I had what they called a hycosy which I believe is the same procedure with the dye injected into the tubes and the uterus scanned. I had it done on 18th March, started cycle 13 on 7th April and got BFP from that cycle on 2nd May :happydance: DF had also started to take zinc and selenium supplements that cycle as recommended by the fertility specialist.

I also had MMC in Nov 09 and 2 chemicals in Oct 10 and March 11.


----------



## MommyMel

oh,,, that such wonderful... you ladies inspire me !

i had my Lap, ovarian drilling and HSG done on the 7th June 2011. I had my AF on 9th June, no real pain as before.... The AF showed up again on the 6th July...... now i am hoping and prying i get my BFP real soon.....

i am longing to have a baby,,,,, even dreaming about it.
Is there anything else i can do or take to help me along ?
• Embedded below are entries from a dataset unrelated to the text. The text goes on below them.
PR #112, opened 2016-03-25
Exclusion regex not working

adrn:
The exclusion pattern from the documentation was not working for me, so I added an explicit example to skip and updated the regex string.

### DIFF
--- a/doc/advanced_configuration.rst
+++ b/doc/advanced_configuration.rst
@@ -41,7 +41,7 @@ in your Sphinx ``conf.py``. For example:
 
 will build all examples starting with ``plot_compute_``. The key ``filename_pattern`` accepts
 `regular expressions`_ which will be matched with the full path of the example. This is the reason
-the leading ``'/'`` is required. Users are advised to use ``os.sep`` instead of ``'/'`` if 
+the leading ``'/'`` is required. Users are advised to use ``os.sep`` instead of ``'/'`` if
 they want to be agnostic to the operating system.
 
 This option is also useful if you want to build only a subset of the examples. For example, you may
@@ -71,7 +71,7 @@ starting with ``plot_long_examples_``, you would do:
 .. code-block:: python
 
     sphinx_gallery_conf = {
-        'filename_pattern' : '/plot_(?!long_examples)'
+        'filename_pattern' : '^((?!plot_long_examples_).)*$'
     }
 
 As the patterns are parsed as `regular expressions`_, users are advised to consult the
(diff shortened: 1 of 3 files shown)


doc/advanced_configuration.rst
```diff
@@ -41,7 +41,7 @@ in your Sphinx ``conf.py``. For example:
 
 will build all examples starting with ``plot_compute_``. The key ``filename_pattern`` accepts
 `regular expressions`_ which will be matched with the full path of the example. This is the reason
-the leading ``'/'`` is required. Users are advised to use ``os.sep`` instead of ``'/'`` if 
+the leading ``'/'`` is required. Users are advised to use ``os.sep`` instead of ``'/'`` if
```
adrn: Whoops, my editor just removed the whitespace here automatically.

Titan-C:
> The exclusion pattern from the documentation was not working for me, so I added an explicit example to skip and updated the regex string

What is what you aim to do? For backwards compatibility reasons we build in the gallery examples that start with plot. So your skip_ example should be already only parsed in to HTML without running.

adrn:
Oh, right. My use case was this: I have examples that don't make plots, but where I still want the output to be displayed. So I didn't want to name them with `plot_*`. I wanted to run and display output for *most* of my examples, except those that start with a certain name.

doc/advanced_configuration.rst
```diff
@@ -71,7 +71,7 @@ starting with ``plot_long_examples_``, you would do:
 .. code-block:: python
 
     sphinx_gallery_conf = {
-        'filename_pattern' : '/plot_(?!long_examples)'
+        'filename_pattern' : '^((?!plot_long_examples_).)*$'
```
lesteve: Looking at this old PR, it would actually make sense to have a simpler example along these lines indeed, i.e. just show a regex that skips example starting with `skip`. This is a more common use case that running the examples which start with `plot_` but not the ones starting with `plot_long_examples`. On top of that the doc by saying "For example, to skip building examples starting with ``plot_long_examples_``" is slightly misleading.

I would just modify the documentation. I would neither change conf.py nor add an additional examples that is skipped (we have one already: just_code.py).

lesteve: @adrn if you want to do that and finish off this PR, that would be great!

adrn: Will try to get to this soon -- things are a bit crazy right now.

larsoner:
@adrn our config docs have changed a bit, do you want to redo this? The easiest way might be to make a new PR

larsoner:
Closing due to non-response but feel free to open a new PR if you have time

Issue #110, opened 2016-03-25
Choose thumbnail image from multiple figures in same example


adrn:
Is there a way to choose the thumbnail image figure for examples that generate multiple figures?

Titan-C:
For the moment this feature is not available/designed. It is in our plan. Possible we might implement it by introducing comment flags on the file header to specify if a particular image is to be preferred.

lesteve:
This could work I guess. You would use some kind of number inside the example source code, right, something like:

```python
sphx_glr_fig_number = 3
```

If the variable is not found it would default to 0 to match the current behaviour.

Alternatively we could have a convention that if a variable with an agreed name and of the right type (some kind of matlplotlib figure) is found in the `__main__` namespace then it is used for the gallery thubmnail . I am not convinced it is better though, a bit more complicated and intrusive in the example code.

lesteve:
> You would use some kind of number inside the example source code, right, something like:

I think part of what I was trying to say is that just using a variable in the `__main__` namespace would be simpler than to a magical comment/header that you have to parse.

PR #114, opened 2016-03-26
Allow user to choose thumbnail image

adrn:
This implements a way for the example-writer to specify which figure is displayed as the thumbnail when an example script generates multiple figures.

This is a bit of a hack and may not make sense to merge in as is, but it's at least something to start discussion. The basic idea with this implementation is that inside the docstring of a given example script, you can add a key:value pair, e.g., `thumbnail: 3` that specifies which figure in a given example to display as the thumbnail. 

Like I said: this is a hack. Right now, this uses a regexp to pick out the "thumbnail:" block. A nicer way to move forward might be to think about how you want to represent module-level, arbitrary configuration data or metadata in example files. Then, this thumbnail tag could just fit in that way. Thoughts welcome!

cc @keflavich


adrn:
This is a trial implementation to solve #110

lesteve:
Using the docstring for this seems as good as other ideas that were floated to be honest ! Some tests are failing though, haven't looked into it in more details.

We would need some tests for the extract_thumbnail_number function.

If you want to cater for the more general case (although this is probably YAGNI unless you have something in mind already). You could use something like:

```python
"""
docstring

metadata={'thumbail_figure_number': 1}
"""
```

GaelVaroquaux:
I'd rather use a comment, because if we use the docstring, the info will
be printed in the text of the example.

lesteve:
> I'd rather use a comment, because if we use the docstring, the info will be printed in the text of the example.

Fair point actually for examples that do `print(__doc__)` ...

GaelVaroquaux:
> Fair point actually for examples that do print(__doc__) ...

But also because it's rendered in the html.

lesteve:
> But also because it's rendered in the html.

I think the `thumbnail: ` line is stripped off the docstring by this PR so it should not appear in the HTML.

adrn:
Yea, the line is just deleted from of the docstring before displaying with a regular expression. If we change the key name from `thumbnail` to something like `sphinx_gallery_thumbnail_number` then I think it'd be sufficiently specific that we can do that. I'm fine with putting it in a comment too though. I'll add some tests and fix the build error. Thanks for the comments!

lesteve:
@adrn have you managed to investigate the Travis errors? We chatted with @Titan-C and think it's better to put this in a comment that can be anywhere in the file even if that means having to read the file entirely once more. We favour something like (better naming suggestions welcome):

```
# sphinx_gallery_thumbnail_number = 3
```

examples/plot_choose-thumbnail.py
```diff
@@ -0,0 +1,39 @@
+# -*- coding: utf-8 -*-
```
lesteve: If you could name this file `plot_choose_thumbnail.py` with underscores, it would be more consistent.

adrn:
Cool, working on this now. Any thoughts on 0-indexing? e.g., should the default / first plot be `sphinx_gallery_thumbnail_number = 0` or `sphinx_gallery_thumbnail_number = 1`?

adrn:
Fixed the errors and made it search in a comment instead of the docstring as you suggested. Let me know if you think this needs anything else!

sphinx_gallery/gen_rst.py
```diff
@@ -231,6 +235,22 @@ def text2string(content):
         return content
 
 
+def extract_thumbnail_number(text):
+    """ Pull out the thumbnail image number specified in the docstring. """
+
+    # check whether the user has specified a specific thumbnail image
+    pattr = re.compile("^#\s*sphinx_gallery_thumbnail_number:\s*([0-9]+)\s*$", flags=re.MULTILINE)
```
lesteve: I would use = rather than :.

sphinx_gallery/tests/test_gen_rst.py
```diff
@@ -50,7 +50,7 @@
 def test_split_code_and_text_blocks():
     """Test if a known example file gets properly split"""
 
-    blocks = sg.split_code_and_text_blocks('examples/just_code.py')
+    blocks,_ = sg.split_code_and_text_blocks('examples/just_code.py')
```
lesteve: PEP8 wants a space after the comma. You should probably configure your editor to have flake8 checks, the investment in time is worth it.

sphinx_gallery/gen_rst.py
```diff
@@ -231,6 +235,22 @@ def text2string(content):
...
+    match = pattr.search(text)
+    try:
+        thumbnail_number = int(match.groups()[0])
+    except AttributeError:
+        thumbnail_number = 1 # by default, use the first figure created
+
+    # remove the thumbnail configuration option from the document
+    text = pattr.sub("", text)
```
lesteve: I am not sure I would bother removing the thumbnail configuration from the example source code to be honest. For example I would very well imagine my self doing something like:

```python

# The next line is to pick the figure showing the negative exponential in orange
# sphinx_gallery_thumbnail_number = 2
```

in which case removing the second line is slightly confusing.

sphinx_gallery/tests/test_gen_rst.py
```diff
@@ -185,6 +185,17 @@ def test_ipy_notebook():
...
+    # which plot to show as the thumbnail image
+    for test_str in ['# sphinx_gallery_thumbnail_number: 2',
+                     '# sphinx_gallery_thumbnail_number:2',
+                     '#sphinx_gallery_thumbnail_number: 2']:
+        with tempfile.NamedTemporaryFile('w') as f:
+            f.write('\n'.join(['"Docstring"',
+                               test_str]))
+            f.flush()
+            _,cfg = sg.split_code_and_text_blocks(f.name)
+        assert cfg['thumbnail_number'] == 2
```
lesteve: The error message is slightly better with `assert_equal(cfg['thumbnail_number'], 2)` from `nose.tools`.

sphinx_gallery/gen_rst.py
adrn: Really? this looks funny to me:

```
# sphinx_gallery_thumbnail_number = 2
# Code source: Óscar Nájera
# License: BSD 3 clause
```

sphinx_gallery/tests/test_gen_rst.py
adrn: I have pep8 checks in my editor, but I find this one annoying so it's disabled. I'll fix to be consistent with this repository.

sphinx_gallery/gen_rst.py
adrn: Ok

sphinx_gallery/gen_rst.py
lesteve: Hmmm then maybe move the sphinx_gallery_thumbnail_number it somewhere else in the file ;-)

sphinx_gallery/gen_rst.py
```diff
@@ -188,7 +188,11 @@ def split_code_and_text_blocks(source_file):
         List where each element is a tuple with the label ('text' or 'code'),
         and content string of block.
     """
+    config = dict()
+
     docstring, rest_of_content = get_docstring_and_rest(source_file)
+    rest_of_content, thumbnail_number = extract_thumbnail_number(rest_of_content)
```
lesteve: You don't change rest_of_content anymore so you only need to return the thumbnail number from `extract_thumbnail_number`.

sphinx_gallery/gen_rst.py
```diff
@@ -231,6 +235,19 @@ def text2string(content):
...
+
+    # check whether the user has specified a specific thumbnail image
+    pattr = re.compile("^\s*#\s*sphinx_gallery_thumbnail_number\s*=\s*([0-9]+)\s*$", flags=re.MULTILINE)
+    match = pattr.search(text)
+    try:
+        thumbnail_number = int(match.groups()[0])
+    except AttributeError:
+        thumbnail_number = 1 # by default, use the first figure created
+
+    return thumbnail_number
```
Titan-C: I would rather write this function as `extract_example_configuration` and let it return a dictionary or named tuple. Then move all the config dictionary declaration inside here so that `split_code_and_text_blocks` remains cleaner. Also I would rename `config` to `example_config` or similar just to give it a bit more contex when reading the source code.

lesteve: Since we are only using the thumbnail_number and nobody seemed to have any suggestions of other per-example metadata that could be useful, I would be in favour of returning just the thumbnail number for YAGNI reasons.

Maybe worth investigating if it's easy to keep the thumbnail number out of `split_code_and_text_blocks` indeed.

sphinx_gallery/tests/test_gen_rst.py
```diff
@@ -185,6 +185,18 @@ def test_ipy_notebook():
...
+    # which plot to show as the thumbnail image
+    for test_str in ['# sphinx_gallery_thumbnail_number= 2',
+                     '# sphinx_gallery_thumbnail_number=2',
+                     '#sphinx_gallery_thumbnail_number = 2',
+                     '    # sphinx_gallery_thumbnail_number=2']:
+        with tempfile.NamedTemporaryFile('w') as f:
+            f.write('\n'.join(['"Docstring"',
+                               test_str]))
+            f.flush()
+            _,cfg = sg.split_code_and_text_blocks(f.name)
```
lesteve: Another PEP8 with space here.

sphinx_gallery/tests/test_gen_rst.py
```diff
@@ -77,7 +77,7 @@ def test_direct_comment_after_docstring():
                            'x, y = 1, 2',
                            '']))
         f.flush()
-        result = sg.split_code_and_text_blocks(f.name)
+        result,_ = sg.split_code_and_text_blocks(f.name)
```
lesteve: PEP8

sphinx_gallery/gen_rst.py
```diff
@@ -392,9 +409,9 @@ def scale_image(in_fname, out_fname, max_width, max_height):
                           generated images')
 
 
-def save_thumbnail(image_path, base_image_name, gallery_conf):
+def save_thumbnail(image_path, base_image_name, gallery_conf, thumb_num=1):
     """Save the thumbnail image"""
-    first_image_file = image_path.format(1)
+    first_image_file = image_path.format(thumb_num)
```
lesteve: You should rename the variable so that the thumbnail figure is not necessarily the first one.

sphinx_gallery/gen_rst.py
adrn: OK, I removed the config stuff entirely for now and moved the thumbnail stuff out of `split_code_and_text_blocks` (it was in there initially so it could remove the comment from the docstring)

adrn:
Could you restart the travis build?

lesteve:
> Could you restart the travis build?

You can do `git commit --amend` and then force-push to trigger a new build.

adrn:
It's a single button to package maintainers -- in other projects I contribute to, that is the desired way to trigger new builds...but ok, I can force-push if that is what you prefer here

Titan-C:
looks good to me
Could you please write  a line in CHANGES.rst, and a documentation section in doc/advanced_configuration.rst narrating how to use this feature and the link to the example using it.

sphinx_gallery/gen_rst.py
```diff
@@ -188,8 +188,8 @@ def split_code_and_text_blocks(source_file):
         List where each element is a tuple with the label ('text' or 'code'),
         and content string of block.
     """
-    docstring, rest_of_content = get_docstring_and_rest(source_file)
 
+    docstring, rest_of_content = get_docstring_and_rest(source_file)
```
lesteve: Avoiding unnecessary changes like this one is always appreciated.

examples/plot_choose_thumbnail.py
```diff
@@ -0,0 +1,38 @@
...
+def main():
+    x = np.linspace(-1, 2, 100)
+    y = np.exp(x)
+
+    plt.figure()
+    plt.plot(x, y)
+    plt.xlabel('$x$')
+    plt.ylabel('$\exp(x)$')
+
+    # The next line is to pick the figure showing the negative exponential in orange
```
lesteve: Maybe "The next line is to show the second figure in the gallery (plot with negative exponential in orange)"

sphinx_gallery/gen_rst.py
```diff
@@ -231,6 +231,19 @@ def text2string(content):
...
 
 
+def extract_thumbnail_number(text):
+    """ Pull out the thumbnail image number specified in the docstring. """
+
+    # check whether the user has specified a specific thumbnail image
+    pattr = re.compile("^\s*#\s*sphinx_gallery_thumbnail_number\s*=\s*([0-9]+)\s*$", flags=re.MULTILINE)
+    match = pattr.search(text)
+    try:
+        thumbnail_number = int(match.groups()[0])
```
lesteve: I would do:
```python
thumbnail_number = 1 if match is None else int(match.groups()[0])
```

I am not convinced asking for forgiveness rather than permission is better in this particular case.

sphinx_gallery/gen_rst.py
```diff
@@ -392,18 +405,18 @@ def scale_image(in_fname, out_fname, max_width, max_height):
                           generated images')
 
 
-def save_thumbnail(image_path, base_image_name, gallery_conf):
+def save_thumbnail(image_path, base_image_name, gallery_conf, thumb_num=1):
```
lesteve: The signature of the function is not great. It would be better if image_path was already the full path  of the image to be used for the thumbnail (and didn't need a .format).

Basically I would do:
```python
image_thumbnail_path = image_path.format(thumbnail_number)
```

in generate_file_rst.

image_path is not a great name, I would use something like image_path_template ... Bonus points if you fix that while you are touching this code.

adrn:
@Titan-C Added documentation and addressed comments from @lesteve

doc/advanced_configuration.rst
```diff
@@ -203,6 +203,23 @@ file. You need to add to the configuration dictionary a key called
         'default_thumb_file'     : 'path/to/thumb/file.png'}}
 
 
+choosing the thumbnail image from multiple figures
```
lesteve: Capital needed for the title

doc/advanced_configuration.rst
```diff
@@ -203,6 +203,23 @@ file. You need to add to the configuration dictionary a key called
...
+For examples that generate multiple figures, the default behavior will use
+the first figure created in each as the thumbnail image displayed in the
+gallery. To change the thumbnail image to a figure generated later in
+an example script, add a comment to the example script to specify the
+number of the figure you would like to use as the thumbnail. For example,
+to use the 2nd figure created as the thumbnail:
+
+.. code-block:: python
+
+    sphinx_gallery_thumbnail_number = 2
```
lesteve: Maybe add a # in front of this line to make it clear that it is added as a comment ?

examples/plot_choose_thumbnail.py
```diff
@@ -1,5 +1,7 @@
 # -*- coding: utf-8 -*-
 """
+.. _choose-thumbnail-example:
```
lesteve: You don't need to do that, references are created automatically for examples. Don't remember the exact reference naming though, you'll have to browse the doc and grep for something that contains `sphx_glr`

sphinx_gallery/gen_rst.py
```diff
@@ -237,10 +236,11 @@ def extract_thumbnail_number(text):
     # check whether the user has specified a specific thumbnail image
     pattr = re.compile("^\s*#\s*sphinx_gallery_thumbnail_number\s*=\s*([0-9]+)\s*$", flags=re.MULTILINE)
     match = pattr.search(text)
-    try:
+
+    if match is None: # by default, use the first figure created
```
lesteve: I you want to use an inline comment, PEP8 requires two spaces before the #.

Personally I am not a big fan of inline comments and in this particular case, I think it would make more sense to put it on a line by itself above `thumbnail_number = 1`

doc/advanced_configuration.rst
```diff
@@ -203,6 +203,23 @@ file. You need to add to the configuration dictionary a key called
...
+
+The default behavior is ``sphinx_gallery_thumbnail_number = 1``. See
```
lesteve: I would remove "The default behavior is ``sphinx_gallery_thumbnail_number = 1``" since you already mention that the default is to pick the first figure above.

adrn: Said in words and said in code. I disagree.

examples/plot_choose_thumbnail.py
lesteve: Quickly grepping, it seems like you want to remove this line and use `:ref:sphx_glr_auto_examples_plot_choose_thumbnail.py` where you need to reference this example.

lesteve:
LGTM, merging, thanks a lot for this, in particular tackling all the minor comments that quickly !

adrn:
:+1: thanks for reviewing!

PR #116, opened 2016-03-31
Fix indexing with mayavi figures.

jaeilepp:
There is an issue with indexing mayavi figures. This manifests itself in thumbnail figures not being rendered here https://circle-artifacts.com/gh/mne-tools/mne-python/621/artifacts/0/home/ubuntu/mne-python/doc/_build/html/auto_examples/index.html
See  for example ``plot all-to-all connectivity in sensor space``.
I'm not sure if this is the correct fix, but it seems to at least work around the issue.
cc @agramfort

### DIFF
--- a/sphinx_gallery/gen_rst.py
+++ b/sphinx_gallery/gen_rst.py
@@ -334,7 +334,7 @@ def save_figures(image_path, fig_count, gallery_conf):
         e = mlab.get_engine()
         last_matplotlib_fig_num = len(figure_list)
         total_fig_num = last_matplotlib_fig_num + len(e.scenes)
-        mayavi_fig_nums = range(last_matplotlib_fig_num, total_fig_num)
+        mayavi_fig_nums = range(last_matplotlib_fig_num + 1, total_fig_num + 1)
 
         for scene, mayavi_fig_num in zip(e.scenes, mayavi_fig_nums):
             current_fig = image_path.format(mayavi_fig_num)


lesteve:
I know very little about mayavi but it looks like you are right, there is a off-by-one problem.
For example, the example "Compute point-spread functions (PSFs) for MNE/dSPM/sLORETA" shows the second image as the gallery thumbnail instead of the first one. When you have only one figure I guess this off-by-one issue cause the figure not to be rendered in the gallery.

I can reproduce the issue locally as well on the mayavi_examples/plot_3d.py example. This PR fixes it AFAICT.

Also I noticed another possible issue, it seems that for Notebook-style examples e.g. this [one](https://circle-artifacts.com/gh/mne-tools/mne-python/621/artifacts/0/home/ubuntu/mne-python/doc/_build/html/auto_examples/inverse/plot_lcmv_beamformer.html#sphx-glr-auto-examples-inverse-plot-lcmv-beamformer-py) the mayavi figure rendered in the example HTML are exactly the same. Is that expected?

agramfort:
thx @jaeilepp for looking into this.

yes @lesteve it's weird that it appears twice...

jaeilepp:
I believe the duplicate appears because of this indexing problem. The example plots a mpl figure first (index = 1) and after that, it plots a mayavi figure (index = 1 + 0) so both of the figures get a suffix 001.

agramfort:
@lesteve @Titan-C can I merge?

lesteve:
Let's merge this one. I'll double-check whether that fixes the problem with identical figures on notebook-styled examples.

lesteve:
For the record, this PR fixes the identical figure problem. It had nothing to do with Notebook-styled examples by the way. It happens when there is a mix of matplotlib and mayavi figures. The example I used to reproduce the problem:

```python

plt.plot([1, 2, 3], [1, 2, 3])

from mayavi import mlab

mlab.test_plot3d()

mlab.figure()
mlab.test_contour3d()
```

Output before PR:
bad

Output after PR:
good

lesteve:
Thanks a lot for the fix @jaeilepp!

lesteve:
It'd be great to add a test by the way, if that's not too much of a pain ...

My DH is taking a vitamin called " Centrum" A-Z vitamins in that. i am also on a pre-natal supplement.
thank you once again for the motovation,,,,,,,, i will NOT give up hope !!
xoxo


----------



## lulu83

MommyMel said:


> oh,,, that such wonderful... you ladies inspire me !
> 
> i had my Lap, ovarian drilling and HSG done on the 7th June 2011. I had my AF on 9th June, no real pain as before.... The AF showed up again on the 6th July...... now i am hoping and prying i get my BFP real soon.....
> 
> i am longing to have a baby,,,,, even dreaming about it.
> Is there anything else i can do or take to help me along ?
> 
> My DH is taking a vitamin called " Centrum" A-Z vitamins in that. i am also on a pre-natal supplement.
> thank you once again for the motovation,,,,,,,, i will NOT give up hope !!
> xoxo

Good luck!!! 
Ill cross my fingers for you! Let us know if you get your BFP!!


----------



## mrsmax

Sprry for your losses. Can I ask why you got a HSG when you had a m/c? I only ask as I had HSG last month and got BFP that same cycle and then m/c. Surely if there was a tube problem you wouldnt have got a BFP.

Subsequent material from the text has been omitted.